Uniosłem miecz, by obronić się przed ciosem halabardy. Podbiłem broń do góry, po czym kucnąłem i rzuciłem się do przodu. Ostrze mojej jednoręcznej klingi wbiło się w wewnętrzną część uda przeciwnika. Kątem oka zauważyłem, że Kirin powaliła już kilku, była szybka. Nagle odskoczyła, chwyciła kostur i podniosła go do góry. Kula ognia uderzyła w niewidzialna tarcze nad nami. Spostrzegłem, że jeden z magów unosi różczke, a niebieska energia, zapewne z kostura Kirin, trafia w niego, pozostawiając po człowieku jedynie dymiące buty. Makabryczny widok... Poczułem pieczenie na twarzy, ostrze miecza przesunęło się po moim policzku. Na świętą parę, kolejna blizna i to znów przez moją nieuwagę! Skoczyłem między wojowników.

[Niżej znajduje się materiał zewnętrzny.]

Issue #1925, opened 2020-02-25
xctl cannot do action transfer


dustinxie:
### What version of iotex-core are you using (`ioctl version`)?
latest

### What operating system and processor architecture are you using?
macOS

### What did you do? If possible, provide a recipe for reproducing the error.
./bin/xctl account createadd name
./bin/xctl action transfer xxx 10 -s name

### What did you expect to see?
ask for password, then continue

### What did you see instead?
Enter private key #io1l2xgxxx

it should not ask for private key, but ask password

PR #1929, opened 2020-02-26
update IsSignerExist for sm2

Frankonly:
#1925


ioctl/cmd/account/account.go
```diff
@@ -178,6 +178,29 @@ func GetAccountMeta(addr string) (*iotextypes.AccountMeta, error) {
...
+	for _, ksAccount := range ks.Accounts() {
+		if address.Equal(addr, ksAccount.Address) {
+			return true
+		}
+	}
+	// find the account in pem files
+	pemFilePath := sm2KeyPath(addr)
+	_, err = os.Stat(pemFilePath)
+	if err == nil {
+		return true
```
dustinxie: return (err == nil)?

dustinxie: also, i recall seeing this code (check KeyStore then PEM file) in your SM2 check-in

why it is missed

Frankonly: I used to put all account related functions in account.go. I don't why someone put this function in action.go, which is odd and I missed it last time. Now, I have put this function in account.go.

ioctl/cmd/account/account.go
```diff
@@ -178,6 +178,25 @@ func GetAccountMeta(addr string) (*iotextypes.AccountMeta, error) {
...
 
+// IsSignerExist checks whether signer account is existed
+func IsSignerExist(signer string) bool {
+	addr, err := address.FromString(signer)
+	if err != nil {
+		return false
+	}
+	// find the account in keystore
+	ks := keystore.NewKeyStore(config.ReadConfig.Wallet,
+		keystore.StandardScryptN, keystore.StandardScryptP)
```
CoderZhi: format

ioctl/cmd/account/account.go
```diff
@@ -178,6 +178,25 @@ func GetAccountMeta(addr string) (*iotextypes.AccountMeta, error) {
...
+	for _, ksAccount := range ks.Accounts() {
+		if address.Equal(addr, ksAccount.Address) {
+			return true
+		}
+	}
+	// find the account in pem files
+	_, err = findSm2PemFile(addr)
```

Nie pamiętam ilu z nich zabiłem, ile razy Kirin obroniła nas przed magią, ani jakim sposobem uśmierciła dwóch kolejnych czarowników. To cud, ale wygrywaliśmy, chociaż nie wiem jakim sposobem. Pamiętam, że zostało dwóch, może trzech przeciwników, gdy nagle wykrzyknęła moje imię. Obróciłem się gwałtownie, tylko po to, by ujrzeć, jak dziewczyna przyjmuje zdradziecki cios, przeznaczony dla mnie. Spojrzałem jej w czerwone ślepia, czerwone, paciorkowate oczy dziewczyny, o której prawie nic nie wiedziałem. Tej, którą spotkałem po prostu w drodze, zaklętej w mysią twarz wprawnej wojowniczki z dwoma sztyletami, sztucznie obdarzonej mocą kobiety ze skradzionym kosturem. Spojrzałem w czerwone oczy tej, która zaczynała mi ufać... tej, która przyjęła cios, przeznaczony dla mnie.

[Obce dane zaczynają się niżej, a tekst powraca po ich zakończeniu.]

PR #1931, opened 2020-02-26
add delegate map into staking protocol struct

dustinxie:
and some API to manage Delegate, to unblock Zhefeng's handler work

### DIFF
--- a/action/protocol/staking/delegate_map.go
+++ b/action/protocol/staking/delegate_map.go
@@ -1,0 +1,74 @@
+// Copyright (c) 2020 IoTeX Foundation
+// This is an alpha (internal) release and is not suitable for production. This source code is provided 'as is' and no
+// warranties are given as to title or non-infringement, merchantability or fitness for purpose and, to the extent
+// permitted by law, all liability for your use of the code is disclaimed. This source code is governed by Apache
+// License 2.0 that can be found in the LICENSE file.
+
+package staking
+
+import (
+	"sort"
+
+	"github.com/golang/protobuf/proto"
+	"github.com/pkg/errors"
+
+	"github.com/iotexproject/iotex-core/action/protocol/staking/stakingpb"
+)
+
+type (
+	// DelegateMap is a map of delegates using owner's 12-byte name as key
+	DelegateMap map[CandName]*Delegate
+)
+
+// Contains returns true if the map contains the delegate by name
+func (m DelegateMap) Contains(name CandName) bool {
+	_, ok := m[name]
+	return ok
+}
+
+// Get returns the delegate by name
+func (m DelegateMap) Get(name CandName) *Delegate {
+	return m[name]
+}
+
+// Put writes the delegate into map, will overwrite if name already exists
+func (m DelegateMap) Put(d *Delegate) error {
+	if err := d.Validate(); err != nil {
+		return err
+	}
+
+	m[d.CanName] = d
+	return nil
+}
+
+// Delete deletes the delegate by name
+func (m DelegateMap) Delete(name CandName) {
+	delete(m, name)
+}
+
+// Serialize serializes a DelegateMap to bytes
+func (m DelegateMap) Serialize() ([]byte, error) {
+	l := make(DelegateList, 0, len(m))
+	for _, v := range m {
+		l = append(l, v)
+	}
+	sort.Sort(l)
+	return proto.Marshal(l.toProto())
+}
+
+// Deserialize deserializes bytes to DelegateMap
+func (m DelegateMap) Deserialize(buf []byte) error {
+	pb := &stakingpb.Delegates{}
+	if err := proto.Unmarshal(buf, pb); err != nil {
+		return errors.Wrap(err, "failed to unmarshal delegate list")
+	}
+
+	for k := range m {
+		delete(m, k)
+	}
+
+	for _, v := range pb.Delegates {
+		m[ToCandName(v.CanName)] = fromProto(v)
+	}
+	return nil
+}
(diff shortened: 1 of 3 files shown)


action/protocol/staking/protocol.go
```diff
@@ -114,3 +119,36 @@ func (p *Protocol) handleRestake(ctx context.Context, act action.Action, sm prot
...
+
+func (p *Protocol) addDelegate(d *Delegate) error {
+	if err := d.Validate(); err != nil {
+		return err
+	}
+
+	if !p.hasDelegate(d.Owner) {
+		p.delegates[d.Owner.String()] = d
+	}
+	return nil
```
CoderZhi: is it possible this function be called multiple times with the same key? if so, should we return error since we don't overwrite? if not, why we test "hasDelegate"

action/protocol/staking/protocol_test.go
```diff
@@ -0,0 +1,116 @@
...
+		require.NoError(stk.addVote(v.d.Owner, v.add))
+		require.Equal(v.final, stk.delegates[v.d.Owner.String()].Votes)
+	}
+
+	// test delegate that does not exist
+	noName, err := address.FromBytes(make([]byte, 20))
+	require.NoError(err)
+	require.False(stk.hasDelegate(noName))
+	require.Equal(ErrInvalidAmount, errors.Cause(stk.addVote(tests[0].d.Owner, big.NewInt(-1))))
+	exceed := big.NewInt(0).Add(tests[0].final, big.NewInt(1))
```
CoderZhi: it is hard to follow tests[0] which has been modified in line 85

action/protocol/staking/protocol.go
```diff
@@ -114,3 +119,36 @@ func (p *Protocol) handleRestake(ctx context.Context, act action.Action, sm prot
...
+		return p.delegates[name.String()].AddVote(amount)
+	}
+	return nil
+}
+
+func (p *Protocol) subVote(name address.Address, amount *big.Int) error {
+	if p.hasDelegate(name) {
+		return p.delegates[name.String()].SubVote(amount)
+	}
+	return nil
```
CoderZhi: return some error?

action/protocol/staking/protocol.go
```diff
@@ -114,3 +119,36 @@ func (p *Protocol) handleRestake(ctx context.Context, act action.Action, sm prot
...
+
+func (p *Protocol) delDelegate(name address.Address) {
+	delete(p.delegates, name.String())
+}
+
+func (p *Protocol) addVote(name address.Address, amount *big.Int) error {
+	if p.hasDelegate(name) {
+		return p.delegates[name.String()].AddVote(amount)
+	}
+	return nil
```
CoderZhi: return some error?

action/protocol/staking/protocol.go
```diff
@@ -114,3 +119,36 @@ func (p *Protocol) handleRestake(ctx context.Context, act action.Action, sm prot
 	// TODO
 	return nil, nil
 }
+
+func (p *Protocol) hasDelegate(name address.Address) bool {
+	return p.delegates.Contains(name)
+}
+
+func (p *Protocol) addDelegate(d *Delegate) error {
```
CoderZhi: could this be a function of DelegateMap? same question for the rest

action/protocol/staking/protocol.go
```diff
@@ -114,3 +119,36 @@ func (p *Protocol) handleRestake(ctx context.Context, act action.Action, sm prot
 	// TODO
 	return nil, nil
 }
+
+func (p *Protocol) hasDelegate(name address.Address) bool {
```
CoderZhi: if this is a private function, why not call p.delegates.Contains(name) directly?

action/protocol/staking/protocol.go
dustinxie: good point, thx

need to think the correct logic, since we discussed ysterday that we'll use 12-byte name. In this case, if an active delegate change the name, then we need to update this delegate, even though it's already in the map

action/protocol/staking/protocol_test.go
dustinxie: ok, line 85 is to get rid of the first 2 fail case, so the rest of test only use the remaining 3 valid case

action/protocol/staking/protocol.go
dustinxie: yes, need to think the correct logic and re-write this entire thing

action/protocol/staking/delegate_map.go
```diff
@@ -0,0 +1,74 @@
...
+}
+
+// Get returns the delegate by name
+func (m DelegateMap) Get(name CandName) *Delegate {
+	return m[name]
+}
+
+// Put writes the delegate into map, will overwrite if name already exists
+func (m DelegateMap) Put(d *Delegate) error {
+	if err := d.Validate(); err != nil {
```
CoderZhi: Validate is more like a function of DelegateMap

action/protocol/staking/delegate_map.go
```diff
@@ -0,0 +1,74 @@
...
+
+	"github.com/golang/protobuf/proto"
+	"github.com/pkg/errors"
+
+	"github.com/iotexproject/iotex-core/action/protocol/staking/stakingpb"
+)
+
+type (
+	// DelegateMap is a map of delegates using owner's 12-byte name as key
+	DelegateMap map[CandName]*Delegate
```
yutongp: I think you would need two maps. one is CandName to OwnerAddress mapping and one is OwnerAddress to Delegate instance mapping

Wyciągnęła nóż i spróbowała wbić go w przeciwnika, mimo że sztych wystawał jej spomiędzy żeber. Jej zielony płaszcz pociemniał w tym miejscu.

Nie czułem gniewu, nie czułem rozpaczy. Nie czułem smutku, ni żalu. Zimnem rozlała się w e mnie najszczersza nienawiść.

Coś się rozprysło w moim ciele. Poczułem, jakby nagle wypełniła mnie woda. Ciężka, mrowiąca woda. Uniosłem rękę do góry i wykrzyknąłem imię. Nie wiem dlaczego właśnie to, ani skąd wiedziałem jak brzmi. Wydało się tak znajome, jakbym zawsze je pamiętał, mimo że słyszałem je pierwszy raz w życiu. W jednej chwili niebo zasnuło się chmurami, a ja wciąż wrzeszczałem, próbując przekrzyczeć wiatr, który zerwał się do tańca z imieniem i grzmotami. Niebo przeszyły dwa zygzaki błyskawic i oba trafiły w cel. Ostatni dwaj rycerze zakonu padli martwi, spaleni niemal na popiół w poczerniałych zbrojach i hełmach. Gwieździste niebo rozpogodziło się zupełnie nagle, gdy oddałem imię burzy. Dyszałem ciężko, nie mogąc pojąc, co właściwie się stało.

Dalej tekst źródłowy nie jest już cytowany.